«Voglio vivere ed essere forte per amarti». Frida e Diego, l’elefante e la colomba e il loro fuoco d’amore rivoluzionario

by Michela Conoscitore

Bisogna sfatare un mito: il loro non era un amore romantico. Però era reale, e nell’aggettivo rientrano tutte le storture e le difficoltà di quando una coppia va avanti, nonostante la fine dell’incantesimo, nonostante il dolore, nonostante tutto. Se dobbiamo indicare una motivazione per ricordare l’amore di Frida Kahlo e Diego Rivera, su tutte una, la più importante: non arrendersi, perché l’amore non ti fa sempre vedere il mondo con occhiali dalle lenti rosa. Spesso il colore cambia, ma se alla base c’è una comunanza non solo di affetti ma anche di visioni, quella vita condivisa insieme non sarà un’ancora ma una bussola.

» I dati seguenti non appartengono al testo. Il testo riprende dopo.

PR #3421, opened 2022-06-07
chore: Set permissions for GitHub actions

naveensrinivasan:
Restrict the GitHub token permissions only to the required ones; this way, even if the attackers will succeed in compromising your workflow, they won’t be able to do much.

- Included permissions for the action. https://github.com/ossf/scorecard/blob/main/docs/checks.md#token-permissions

https://docs.github.com/en/actions/using-workflows/workflow-syntax-for-github-actions#permissions

https://docs.github.com/en/actions/using-jobs/assigning-permissions-to-jobs

[Keeping your GitHub Actions and workflows secure Part 1: Preventing pwn requests](https://securitylab.github.com/research/github-actions-preventing-pwn-requests/)

Signed-off-by: naveen <172697+naveensrinivasan@users.noreply.github.com>

### DIFF
--- a/.github/workflows/coveralls.yml
+++ b/.github/workflows/coveralls.yml
@@ -2,8 +2,14 @@ name: Coveralls
 
 on: ["push", "pull_request"]
 
+permissions:
+  contents: read
+
 jobs:
   mobx:
+    permissions:
+      checks: write  # for coverallsapp/github-action to create new checks
+      contents: read  # for actions/checkout to fetch code
     name: Packages coverage
     runs-on: ubuntu-latest
     steps:


.github/workflows/coveralls.yml
```diff
@@ -2,8 +2,14 @@ name: Coveralls
 
 on: ["push", "pull_request"]
 
+permissions:
+  contents: read
+
 jobs:
   mobx:
+    permissions:
+      checks: write  # for coverallsapp/github-action to create new checks
```
mweststrate, line 11: @naveensrinivasan could you elaborate a bit more why a write permissions is needed for coveralls? I'd expect only read would be enough, and I didn't see anything in there docs?

naveensrinivasan: Let me get back to you on this. It's been a while. Thanks

urugator: @naveensrinivasan friendly bump

naveensrinivasan: Can someone please take over this PR? I don't have the bandwidth now.  Thanks

PR #3434, opened 2022-06-25
Fix #3395: observer not working with <React.StrictMode>

### LINKED ISSUE #3395: React 18:  `observer` not working with <React.StrictMode>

Frida e Diego, i loro nomi sembrano indissolubilmente legati, anche da un’assonanza ritmica. Come si suol dire, suonano bene insieme. Infatti, i due erano davvero destinati ad unire le loro esistenze, artistiche ed umane, anzi dovevano perché così ci hanno donato l’enormità delle loro esperienze che trascendono le epoche, diventate universali e senza tempo.Era scritto, si dice per i grandi amori e questo vale anche per il loro.

Frida e Diego si conobbero nel 1923 quando Rivera, pittore già affermato, era appena tornato da Parigi dove stava portando a termine il proprio praticantato, mescendo l’estro indio e messicano a quello europeo; il pittore stava ultimando gli affreschi alla Scuola Preparatoria di Città del Messico, commissionati dal ministro dell’Istruzione Vasconcelos, vero eroe politico di quel periodo, al termine della Revolucion.

Frida, mentre Diego era intento a dipingere nell’anfiteatro Bolivar del collegio, spesso irrompeva come un fulmine canzonandolo e prendendolo in giro.

Inconsapevolmente era già attirata dalla fama del pittore e come una discola, a quindici anni si divertiva a sbeffeggiarlo sul suo punto debole: le donne. Rivera ne ha sempre avute molte, incomprensibilmente, perché di certo non era un uomo avvenente. Al contrario. Eppure, il suo carisma ha fatto letteralmente svenire ai suoi piedi le più belle. L’elefante, come lo chiamava Frida, amava l’essenza delle donne, la idolatrava, non si è mai compiaciuto di se stesso tramite loro. La colomba, Frida, così minuta e piccola, rispetto a lui, questo lo aveva compreso, cadde anche lei nella ‘trappola’ dell’orco divoratore di donne. E accettò.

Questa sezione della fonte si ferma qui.